* _Problem statement_
In the entries, find all lines that hold the word "custom" and copy them.

======== Excerpted data ========

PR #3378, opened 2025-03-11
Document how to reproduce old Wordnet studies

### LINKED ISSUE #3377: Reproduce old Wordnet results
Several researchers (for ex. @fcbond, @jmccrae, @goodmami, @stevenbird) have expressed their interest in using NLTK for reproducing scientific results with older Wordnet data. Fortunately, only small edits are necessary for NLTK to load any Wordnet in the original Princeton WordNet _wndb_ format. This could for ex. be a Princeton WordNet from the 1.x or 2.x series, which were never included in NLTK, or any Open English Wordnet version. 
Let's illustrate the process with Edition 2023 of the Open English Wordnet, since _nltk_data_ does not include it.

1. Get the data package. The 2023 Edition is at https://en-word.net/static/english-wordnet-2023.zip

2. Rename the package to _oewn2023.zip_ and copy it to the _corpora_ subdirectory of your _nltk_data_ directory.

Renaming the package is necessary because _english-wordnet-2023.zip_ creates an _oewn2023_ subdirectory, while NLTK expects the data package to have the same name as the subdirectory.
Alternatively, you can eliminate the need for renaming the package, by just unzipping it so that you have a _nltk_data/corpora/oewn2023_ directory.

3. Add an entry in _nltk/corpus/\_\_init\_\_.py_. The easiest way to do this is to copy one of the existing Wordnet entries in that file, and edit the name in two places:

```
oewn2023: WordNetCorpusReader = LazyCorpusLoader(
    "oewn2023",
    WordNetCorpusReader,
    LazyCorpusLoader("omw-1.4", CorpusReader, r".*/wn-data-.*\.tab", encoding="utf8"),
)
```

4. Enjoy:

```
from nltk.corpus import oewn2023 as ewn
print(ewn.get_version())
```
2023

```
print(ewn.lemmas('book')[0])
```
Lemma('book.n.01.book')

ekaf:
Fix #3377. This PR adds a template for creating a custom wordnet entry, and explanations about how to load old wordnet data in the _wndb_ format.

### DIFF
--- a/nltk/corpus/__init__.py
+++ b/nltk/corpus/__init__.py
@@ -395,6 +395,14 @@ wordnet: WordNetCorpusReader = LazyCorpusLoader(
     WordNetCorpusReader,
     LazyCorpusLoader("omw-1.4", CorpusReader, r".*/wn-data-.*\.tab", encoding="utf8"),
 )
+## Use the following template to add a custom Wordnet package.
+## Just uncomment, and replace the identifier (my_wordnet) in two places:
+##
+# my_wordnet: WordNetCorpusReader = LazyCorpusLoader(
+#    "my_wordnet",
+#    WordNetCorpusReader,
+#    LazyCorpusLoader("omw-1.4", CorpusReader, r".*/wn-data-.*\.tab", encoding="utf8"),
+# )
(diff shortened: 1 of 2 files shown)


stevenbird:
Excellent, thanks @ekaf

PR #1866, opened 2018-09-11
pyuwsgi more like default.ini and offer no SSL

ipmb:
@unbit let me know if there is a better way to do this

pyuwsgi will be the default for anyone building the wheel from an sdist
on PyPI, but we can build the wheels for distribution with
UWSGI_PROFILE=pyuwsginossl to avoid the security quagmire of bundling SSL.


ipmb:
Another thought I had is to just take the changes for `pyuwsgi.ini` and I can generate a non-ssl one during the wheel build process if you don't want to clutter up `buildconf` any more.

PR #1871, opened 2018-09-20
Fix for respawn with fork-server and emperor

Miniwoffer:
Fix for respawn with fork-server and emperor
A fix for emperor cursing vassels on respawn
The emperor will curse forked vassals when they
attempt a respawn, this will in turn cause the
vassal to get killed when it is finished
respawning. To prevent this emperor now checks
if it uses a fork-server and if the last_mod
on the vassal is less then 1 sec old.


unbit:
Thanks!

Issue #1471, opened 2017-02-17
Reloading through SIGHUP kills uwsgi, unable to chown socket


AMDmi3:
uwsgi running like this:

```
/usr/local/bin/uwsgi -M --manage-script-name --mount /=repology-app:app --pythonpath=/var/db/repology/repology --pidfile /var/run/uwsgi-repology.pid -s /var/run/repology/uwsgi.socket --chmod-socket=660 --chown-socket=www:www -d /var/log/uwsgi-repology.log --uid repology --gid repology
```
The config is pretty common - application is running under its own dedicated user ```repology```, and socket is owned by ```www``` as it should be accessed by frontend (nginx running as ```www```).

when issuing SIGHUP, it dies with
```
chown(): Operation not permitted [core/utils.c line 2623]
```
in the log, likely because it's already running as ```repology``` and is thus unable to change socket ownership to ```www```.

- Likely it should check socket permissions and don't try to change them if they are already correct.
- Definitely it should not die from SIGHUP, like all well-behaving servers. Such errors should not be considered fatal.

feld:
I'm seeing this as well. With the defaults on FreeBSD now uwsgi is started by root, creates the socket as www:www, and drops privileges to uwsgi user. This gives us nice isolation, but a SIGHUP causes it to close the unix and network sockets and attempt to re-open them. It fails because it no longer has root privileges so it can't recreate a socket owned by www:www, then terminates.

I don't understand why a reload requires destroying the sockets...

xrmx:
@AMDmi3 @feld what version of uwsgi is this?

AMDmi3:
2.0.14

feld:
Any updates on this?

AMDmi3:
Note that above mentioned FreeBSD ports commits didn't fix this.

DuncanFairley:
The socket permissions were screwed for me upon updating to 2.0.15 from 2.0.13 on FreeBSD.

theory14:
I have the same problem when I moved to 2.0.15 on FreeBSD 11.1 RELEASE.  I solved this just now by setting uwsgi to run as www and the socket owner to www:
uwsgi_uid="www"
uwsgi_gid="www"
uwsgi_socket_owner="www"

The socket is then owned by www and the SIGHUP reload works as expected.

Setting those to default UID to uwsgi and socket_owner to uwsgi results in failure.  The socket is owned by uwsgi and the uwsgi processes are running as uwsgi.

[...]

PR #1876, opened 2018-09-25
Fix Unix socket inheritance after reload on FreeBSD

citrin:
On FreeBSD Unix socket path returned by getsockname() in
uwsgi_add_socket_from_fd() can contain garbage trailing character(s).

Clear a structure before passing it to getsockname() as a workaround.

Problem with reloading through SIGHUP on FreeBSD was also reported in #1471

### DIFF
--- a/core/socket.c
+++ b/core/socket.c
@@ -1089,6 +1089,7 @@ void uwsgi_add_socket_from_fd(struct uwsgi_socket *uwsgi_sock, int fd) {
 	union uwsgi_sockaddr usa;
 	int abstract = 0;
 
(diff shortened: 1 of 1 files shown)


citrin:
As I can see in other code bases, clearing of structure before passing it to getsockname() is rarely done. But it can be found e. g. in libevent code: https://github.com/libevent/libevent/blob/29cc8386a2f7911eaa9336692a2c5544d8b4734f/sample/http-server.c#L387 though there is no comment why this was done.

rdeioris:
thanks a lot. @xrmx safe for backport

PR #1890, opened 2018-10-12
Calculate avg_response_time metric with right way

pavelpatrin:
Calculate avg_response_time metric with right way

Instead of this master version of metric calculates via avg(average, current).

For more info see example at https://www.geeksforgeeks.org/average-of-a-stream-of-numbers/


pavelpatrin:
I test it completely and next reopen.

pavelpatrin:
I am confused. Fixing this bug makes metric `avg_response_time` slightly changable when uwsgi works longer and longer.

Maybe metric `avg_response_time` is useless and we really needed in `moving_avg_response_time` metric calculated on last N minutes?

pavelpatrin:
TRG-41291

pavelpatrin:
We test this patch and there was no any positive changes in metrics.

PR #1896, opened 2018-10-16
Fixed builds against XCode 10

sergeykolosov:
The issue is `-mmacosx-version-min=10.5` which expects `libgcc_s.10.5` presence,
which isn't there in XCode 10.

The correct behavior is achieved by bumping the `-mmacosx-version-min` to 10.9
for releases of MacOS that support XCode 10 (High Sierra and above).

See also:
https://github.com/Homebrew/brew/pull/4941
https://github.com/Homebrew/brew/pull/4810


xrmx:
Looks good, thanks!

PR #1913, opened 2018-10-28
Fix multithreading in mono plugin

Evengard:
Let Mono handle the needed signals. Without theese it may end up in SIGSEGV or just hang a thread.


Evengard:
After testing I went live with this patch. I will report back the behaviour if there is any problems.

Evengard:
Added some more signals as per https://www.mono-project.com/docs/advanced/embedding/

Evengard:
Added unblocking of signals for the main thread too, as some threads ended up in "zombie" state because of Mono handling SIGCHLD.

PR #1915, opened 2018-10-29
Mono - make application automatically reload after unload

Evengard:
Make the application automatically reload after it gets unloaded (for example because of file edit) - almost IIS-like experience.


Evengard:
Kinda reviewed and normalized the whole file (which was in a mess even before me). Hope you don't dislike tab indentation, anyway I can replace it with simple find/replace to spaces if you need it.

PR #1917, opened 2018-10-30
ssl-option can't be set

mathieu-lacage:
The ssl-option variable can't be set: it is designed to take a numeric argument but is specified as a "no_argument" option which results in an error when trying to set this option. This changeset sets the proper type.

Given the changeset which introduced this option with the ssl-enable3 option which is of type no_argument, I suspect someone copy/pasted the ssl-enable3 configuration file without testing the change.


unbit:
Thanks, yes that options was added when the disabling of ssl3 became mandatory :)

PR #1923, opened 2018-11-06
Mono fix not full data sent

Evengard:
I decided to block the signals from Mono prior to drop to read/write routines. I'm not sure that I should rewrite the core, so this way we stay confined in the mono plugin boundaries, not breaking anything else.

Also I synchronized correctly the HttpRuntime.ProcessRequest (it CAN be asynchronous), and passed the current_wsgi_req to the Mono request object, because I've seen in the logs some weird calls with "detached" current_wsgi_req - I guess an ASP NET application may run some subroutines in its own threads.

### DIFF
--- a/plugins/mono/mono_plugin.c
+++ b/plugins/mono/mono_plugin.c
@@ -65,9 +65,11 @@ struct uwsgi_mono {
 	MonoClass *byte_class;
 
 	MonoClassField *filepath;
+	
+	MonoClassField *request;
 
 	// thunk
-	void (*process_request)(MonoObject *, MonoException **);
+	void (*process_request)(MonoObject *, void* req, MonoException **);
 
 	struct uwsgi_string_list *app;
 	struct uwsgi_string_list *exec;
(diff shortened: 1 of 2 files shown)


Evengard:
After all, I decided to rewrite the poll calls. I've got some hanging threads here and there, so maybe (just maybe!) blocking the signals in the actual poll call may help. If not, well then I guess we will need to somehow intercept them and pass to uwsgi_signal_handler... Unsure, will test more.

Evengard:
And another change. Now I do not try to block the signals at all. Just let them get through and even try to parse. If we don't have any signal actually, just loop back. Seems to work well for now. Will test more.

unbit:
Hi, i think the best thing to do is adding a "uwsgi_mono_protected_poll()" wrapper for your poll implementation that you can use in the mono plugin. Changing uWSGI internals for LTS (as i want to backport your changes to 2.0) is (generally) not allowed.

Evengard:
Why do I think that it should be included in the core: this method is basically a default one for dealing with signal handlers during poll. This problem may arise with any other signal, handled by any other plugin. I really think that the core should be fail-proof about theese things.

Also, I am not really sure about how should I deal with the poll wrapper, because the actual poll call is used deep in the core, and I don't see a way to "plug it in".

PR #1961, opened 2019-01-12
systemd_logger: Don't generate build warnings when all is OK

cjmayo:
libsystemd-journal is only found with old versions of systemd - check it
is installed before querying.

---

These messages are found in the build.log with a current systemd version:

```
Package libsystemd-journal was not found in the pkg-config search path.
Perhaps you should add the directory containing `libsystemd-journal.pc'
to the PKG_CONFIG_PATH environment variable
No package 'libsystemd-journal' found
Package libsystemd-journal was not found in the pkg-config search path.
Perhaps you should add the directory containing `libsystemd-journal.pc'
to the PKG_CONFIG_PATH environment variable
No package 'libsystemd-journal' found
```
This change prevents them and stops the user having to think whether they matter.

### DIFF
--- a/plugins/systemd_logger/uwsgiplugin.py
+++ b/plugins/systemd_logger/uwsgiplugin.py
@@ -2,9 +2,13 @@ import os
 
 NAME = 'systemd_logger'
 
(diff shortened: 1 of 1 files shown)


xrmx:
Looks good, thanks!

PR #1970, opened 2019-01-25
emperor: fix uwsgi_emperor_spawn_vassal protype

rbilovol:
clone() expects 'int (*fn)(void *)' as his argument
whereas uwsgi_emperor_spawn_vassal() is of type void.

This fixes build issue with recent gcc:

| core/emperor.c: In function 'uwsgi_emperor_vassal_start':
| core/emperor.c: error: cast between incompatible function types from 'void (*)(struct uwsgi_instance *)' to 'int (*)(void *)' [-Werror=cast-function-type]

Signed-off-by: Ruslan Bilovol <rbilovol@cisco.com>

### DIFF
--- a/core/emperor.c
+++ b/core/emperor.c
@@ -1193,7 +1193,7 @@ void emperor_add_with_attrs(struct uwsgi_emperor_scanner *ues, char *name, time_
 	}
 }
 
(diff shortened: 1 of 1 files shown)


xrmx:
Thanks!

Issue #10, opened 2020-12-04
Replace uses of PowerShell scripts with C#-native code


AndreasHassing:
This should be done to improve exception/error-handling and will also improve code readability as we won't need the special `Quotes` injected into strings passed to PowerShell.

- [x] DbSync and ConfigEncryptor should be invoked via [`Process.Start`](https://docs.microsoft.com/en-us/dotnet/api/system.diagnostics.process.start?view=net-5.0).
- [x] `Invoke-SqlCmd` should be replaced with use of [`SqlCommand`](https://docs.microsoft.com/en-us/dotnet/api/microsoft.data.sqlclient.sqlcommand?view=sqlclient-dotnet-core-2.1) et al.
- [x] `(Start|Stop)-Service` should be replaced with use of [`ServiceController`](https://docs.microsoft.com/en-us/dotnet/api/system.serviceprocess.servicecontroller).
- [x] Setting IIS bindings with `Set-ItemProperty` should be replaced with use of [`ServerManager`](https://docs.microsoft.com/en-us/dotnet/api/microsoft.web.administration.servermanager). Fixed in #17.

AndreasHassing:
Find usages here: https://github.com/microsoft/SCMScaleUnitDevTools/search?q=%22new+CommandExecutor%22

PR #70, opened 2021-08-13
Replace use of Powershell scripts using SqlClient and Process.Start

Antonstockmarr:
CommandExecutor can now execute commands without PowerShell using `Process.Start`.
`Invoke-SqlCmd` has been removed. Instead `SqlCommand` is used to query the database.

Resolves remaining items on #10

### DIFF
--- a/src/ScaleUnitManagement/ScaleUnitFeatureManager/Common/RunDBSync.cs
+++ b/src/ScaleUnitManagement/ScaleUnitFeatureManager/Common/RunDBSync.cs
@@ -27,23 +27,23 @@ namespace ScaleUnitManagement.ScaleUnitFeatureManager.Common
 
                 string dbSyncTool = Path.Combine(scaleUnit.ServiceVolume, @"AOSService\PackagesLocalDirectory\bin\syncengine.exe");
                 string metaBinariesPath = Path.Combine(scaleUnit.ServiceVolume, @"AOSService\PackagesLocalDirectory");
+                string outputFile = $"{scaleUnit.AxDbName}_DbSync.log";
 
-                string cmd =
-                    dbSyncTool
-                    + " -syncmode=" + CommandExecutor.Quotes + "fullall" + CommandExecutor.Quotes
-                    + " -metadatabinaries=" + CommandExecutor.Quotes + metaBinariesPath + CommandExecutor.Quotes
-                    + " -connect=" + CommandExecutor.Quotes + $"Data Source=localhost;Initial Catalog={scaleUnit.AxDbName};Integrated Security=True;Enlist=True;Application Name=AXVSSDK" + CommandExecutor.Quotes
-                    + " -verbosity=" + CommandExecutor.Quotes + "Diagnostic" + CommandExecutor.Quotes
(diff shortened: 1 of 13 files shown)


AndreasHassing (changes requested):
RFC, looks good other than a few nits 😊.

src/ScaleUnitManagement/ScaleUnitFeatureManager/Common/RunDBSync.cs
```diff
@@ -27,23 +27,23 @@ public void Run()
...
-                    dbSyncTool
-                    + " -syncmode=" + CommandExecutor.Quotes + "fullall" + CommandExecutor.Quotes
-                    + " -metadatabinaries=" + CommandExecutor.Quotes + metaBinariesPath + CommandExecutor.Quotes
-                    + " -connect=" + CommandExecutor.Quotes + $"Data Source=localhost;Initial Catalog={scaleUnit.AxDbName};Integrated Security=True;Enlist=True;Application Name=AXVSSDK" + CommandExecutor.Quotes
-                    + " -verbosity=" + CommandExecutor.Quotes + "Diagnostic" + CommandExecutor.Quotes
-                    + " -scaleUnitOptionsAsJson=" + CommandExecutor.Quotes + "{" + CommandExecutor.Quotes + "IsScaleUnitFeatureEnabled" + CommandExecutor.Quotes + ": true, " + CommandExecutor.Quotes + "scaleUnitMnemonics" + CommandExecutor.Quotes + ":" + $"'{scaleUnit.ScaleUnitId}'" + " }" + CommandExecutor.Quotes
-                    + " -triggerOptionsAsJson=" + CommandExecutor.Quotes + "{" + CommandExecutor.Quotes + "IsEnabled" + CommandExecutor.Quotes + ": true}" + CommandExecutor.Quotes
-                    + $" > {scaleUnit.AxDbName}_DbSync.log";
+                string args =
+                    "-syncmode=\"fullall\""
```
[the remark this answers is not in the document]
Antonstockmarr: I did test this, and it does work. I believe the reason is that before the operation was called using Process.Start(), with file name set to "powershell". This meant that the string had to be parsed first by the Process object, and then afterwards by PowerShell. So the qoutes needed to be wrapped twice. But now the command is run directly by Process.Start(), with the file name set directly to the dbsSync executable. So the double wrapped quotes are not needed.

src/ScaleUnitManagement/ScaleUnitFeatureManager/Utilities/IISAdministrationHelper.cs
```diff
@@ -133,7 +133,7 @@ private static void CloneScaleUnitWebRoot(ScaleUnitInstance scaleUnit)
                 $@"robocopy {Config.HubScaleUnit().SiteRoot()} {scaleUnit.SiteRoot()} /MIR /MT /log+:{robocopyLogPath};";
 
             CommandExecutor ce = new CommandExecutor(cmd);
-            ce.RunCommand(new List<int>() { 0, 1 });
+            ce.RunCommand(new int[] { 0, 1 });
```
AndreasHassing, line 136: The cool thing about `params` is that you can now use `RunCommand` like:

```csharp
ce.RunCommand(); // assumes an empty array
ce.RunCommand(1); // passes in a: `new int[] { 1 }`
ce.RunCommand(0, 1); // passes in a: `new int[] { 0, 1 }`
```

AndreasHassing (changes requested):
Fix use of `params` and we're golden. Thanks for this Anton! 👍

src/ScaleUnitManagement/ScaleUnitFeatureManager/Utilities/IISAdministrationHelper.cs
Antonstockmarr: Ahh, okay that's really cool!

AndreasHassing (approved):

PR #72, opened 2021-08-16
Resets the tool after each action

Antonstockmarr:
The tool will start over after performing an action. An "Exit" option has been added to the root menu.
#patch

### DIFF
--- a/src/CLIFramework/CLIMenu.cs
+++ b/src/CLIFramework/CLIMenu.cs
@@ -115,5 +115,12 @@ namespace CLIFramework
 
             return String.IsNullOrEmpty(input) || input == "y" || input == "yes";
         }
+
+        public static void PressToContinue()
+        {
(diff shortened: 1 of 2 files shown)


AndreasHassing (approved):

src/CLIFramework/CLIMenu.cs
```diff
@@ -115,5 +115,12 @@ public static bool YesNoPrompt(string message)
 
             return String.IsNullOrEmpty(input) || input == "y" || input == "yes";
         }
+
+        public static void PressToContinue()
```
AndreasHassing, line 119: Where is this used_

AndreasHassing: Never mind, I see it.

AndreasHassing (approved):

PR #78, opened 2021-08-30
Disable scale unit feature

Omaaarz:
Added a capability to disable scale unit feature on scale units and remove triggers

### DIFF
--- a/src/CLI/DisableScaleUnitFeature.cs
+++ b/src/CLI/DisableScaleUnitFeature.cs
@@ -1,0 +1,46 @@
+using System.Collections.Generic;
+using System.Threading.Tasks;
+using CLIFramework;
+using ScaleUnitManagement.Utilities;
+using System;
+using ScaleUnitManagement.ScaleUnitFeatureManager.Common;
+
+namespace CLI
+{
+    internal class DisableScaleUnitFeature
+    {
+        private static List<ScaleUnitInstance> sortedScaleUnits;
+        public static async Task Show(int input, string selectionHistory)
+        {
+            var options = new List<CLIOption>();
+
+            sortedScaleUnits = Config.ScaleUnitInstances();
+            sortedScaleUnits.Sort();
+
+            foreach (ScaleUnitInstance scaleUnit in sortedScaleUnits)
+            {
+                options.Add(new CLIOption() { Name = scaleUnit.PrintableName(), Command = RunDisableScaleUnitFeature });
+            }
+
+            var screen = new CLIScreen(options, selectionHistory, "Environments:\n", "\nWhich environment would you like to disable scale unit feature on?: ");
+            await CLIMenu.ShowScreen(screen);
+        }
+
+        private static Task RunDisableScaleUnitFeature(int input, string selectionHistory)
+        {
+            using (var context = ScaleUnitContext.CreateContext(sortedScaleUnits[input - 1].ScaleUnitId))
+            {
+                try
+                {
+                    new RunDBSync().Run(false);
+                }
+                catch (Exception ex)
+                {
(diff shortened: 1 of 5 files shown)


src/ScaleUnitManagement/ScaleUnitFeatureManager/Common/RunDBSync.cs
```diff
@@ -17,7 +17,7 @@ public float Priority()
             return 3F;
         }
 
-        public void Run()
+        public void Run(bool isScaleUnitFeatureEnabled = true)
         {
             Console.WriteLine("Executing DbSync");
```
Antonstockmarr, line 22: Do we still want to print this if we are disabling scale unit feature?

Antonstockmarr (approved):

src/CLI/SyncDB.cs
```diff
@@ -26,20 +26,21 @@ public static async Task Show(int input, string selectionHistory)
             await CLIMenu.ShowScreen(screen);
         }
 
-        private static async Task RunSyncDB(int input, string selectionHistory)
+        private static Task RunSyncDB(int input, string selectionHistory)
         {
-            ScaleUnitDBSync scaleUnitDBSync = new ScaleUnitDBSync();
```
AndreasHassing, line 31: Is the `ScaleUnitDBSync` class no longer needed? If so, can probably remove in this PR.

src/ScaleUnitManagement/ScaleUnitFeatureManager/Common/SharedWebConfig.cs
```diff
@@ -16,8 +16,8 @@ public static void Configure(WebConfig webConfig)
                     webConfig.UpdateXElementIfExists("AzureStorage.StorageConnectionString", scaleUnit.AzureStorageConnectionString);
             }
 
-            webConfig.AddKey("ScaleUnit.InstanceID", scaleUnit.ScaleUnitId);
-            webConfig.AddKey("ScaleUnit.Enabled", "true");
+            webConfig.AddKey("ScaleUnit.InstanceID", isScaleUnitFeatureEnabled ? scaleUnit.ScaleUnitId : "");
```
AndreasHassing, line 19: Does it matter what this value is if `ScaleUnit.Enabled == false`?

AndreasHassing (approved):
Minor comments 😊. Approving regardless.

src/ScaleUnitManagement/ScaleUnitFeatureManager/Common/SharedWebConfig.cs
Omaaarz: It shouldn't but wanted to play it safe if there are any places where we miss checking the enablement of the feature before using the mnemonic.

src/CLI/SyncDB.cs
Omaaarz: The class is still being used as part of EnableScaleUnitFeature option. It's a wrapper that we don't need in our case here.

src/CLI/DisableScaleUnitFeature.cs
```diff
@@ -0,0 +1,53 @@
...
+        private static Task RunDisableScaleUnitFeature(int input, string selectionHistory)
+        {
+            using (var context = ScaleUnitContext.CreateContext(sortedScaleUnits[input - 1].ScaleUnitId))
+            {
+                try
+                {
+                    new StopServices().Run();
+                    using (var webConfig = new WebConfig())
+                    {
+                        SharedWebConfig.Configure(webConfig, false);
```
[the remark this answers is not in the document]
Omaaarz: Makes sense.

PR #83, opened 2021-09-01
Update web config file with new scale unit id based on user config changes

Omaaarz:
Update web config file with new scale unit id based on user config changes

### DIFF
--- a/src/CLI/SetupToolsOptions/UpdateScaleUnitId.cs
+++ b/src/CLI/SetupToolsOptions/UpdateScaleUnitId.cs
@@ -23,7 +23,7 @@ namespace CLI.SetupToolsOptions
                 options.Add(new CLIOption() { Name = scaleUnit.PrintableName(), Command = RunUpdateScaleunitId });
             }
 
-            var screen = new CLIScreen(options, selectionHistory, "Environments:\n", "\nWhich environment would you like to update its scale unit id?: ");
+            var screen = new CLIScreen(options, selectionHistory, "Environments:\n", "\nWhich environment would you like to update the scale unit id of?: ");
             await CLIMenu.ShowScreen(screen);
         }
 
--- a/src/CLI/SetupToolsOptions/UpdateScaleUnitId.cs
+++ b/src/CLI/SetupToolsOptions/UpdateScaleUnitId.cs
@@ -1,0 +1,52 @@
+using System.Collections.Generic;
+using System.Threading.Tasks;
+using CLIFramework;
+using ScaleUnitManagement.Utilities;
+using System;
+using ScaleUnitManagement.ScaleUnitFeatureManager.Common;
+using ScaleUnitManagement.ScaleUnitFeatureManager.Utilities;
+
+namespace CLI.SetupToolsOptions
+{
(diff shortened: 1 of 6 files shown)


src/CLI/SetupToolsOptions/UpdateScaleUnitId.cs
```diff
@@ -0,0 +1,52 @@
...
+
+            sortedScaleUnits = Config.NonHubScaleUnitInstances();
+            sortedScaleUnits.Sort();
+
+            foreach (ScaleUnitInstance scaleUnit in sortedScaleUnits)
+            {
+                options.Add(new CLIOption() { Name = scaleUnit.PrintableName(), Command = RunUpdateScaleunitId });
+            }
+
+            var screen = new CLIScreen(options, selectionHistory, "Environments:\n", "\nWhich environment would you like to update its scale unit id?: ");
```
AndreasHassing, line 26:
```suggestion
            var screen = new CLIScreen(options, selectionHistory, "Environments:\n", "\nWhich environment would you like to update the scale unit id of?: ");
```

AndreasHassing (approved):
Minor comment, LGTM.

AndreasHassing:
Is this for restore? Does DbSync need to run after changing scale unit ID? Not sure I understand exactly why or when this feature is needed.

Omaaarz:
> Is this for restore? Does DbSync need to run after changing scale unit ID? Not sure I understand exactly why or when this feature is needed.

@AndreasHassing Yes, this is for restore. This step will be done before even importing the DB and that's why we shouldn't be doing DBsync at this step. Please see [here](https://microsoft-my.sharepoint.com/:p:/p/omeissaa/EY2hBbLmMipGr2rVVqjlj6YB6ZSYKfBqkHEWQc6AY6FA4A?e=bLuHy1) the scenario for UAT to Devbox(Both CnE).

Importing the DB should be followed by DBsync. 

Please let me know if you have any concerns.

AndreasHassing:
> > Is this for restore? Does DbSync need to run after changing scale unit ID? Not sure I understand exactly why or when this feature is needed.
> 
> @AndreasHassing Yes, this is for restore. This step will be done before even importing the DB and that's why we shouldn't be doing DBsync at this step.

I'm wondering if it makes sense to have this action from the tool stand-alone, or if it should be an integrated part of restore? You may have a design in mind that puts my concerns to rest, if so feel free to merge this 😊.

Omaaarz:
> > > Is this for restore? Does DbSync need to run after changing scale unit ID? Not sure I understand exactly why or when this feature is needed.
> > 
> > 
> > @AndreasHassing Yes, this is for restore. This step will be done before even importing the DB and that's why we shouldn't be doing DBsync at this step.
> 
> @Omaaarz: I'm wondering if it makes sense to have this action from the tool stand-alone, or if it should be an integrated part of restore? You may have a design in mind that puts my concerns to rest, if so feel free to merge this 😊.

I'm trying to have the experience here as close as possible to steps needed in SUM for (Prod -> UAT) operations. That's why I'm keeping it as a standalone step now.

========

* _Solution_
Fix #3377. This PR adds a template for creating a custom wordnet entry, and explanations about how to load old wordnet data in the _wndb_ format.
+## Use the following template to add a custom Wordnet package.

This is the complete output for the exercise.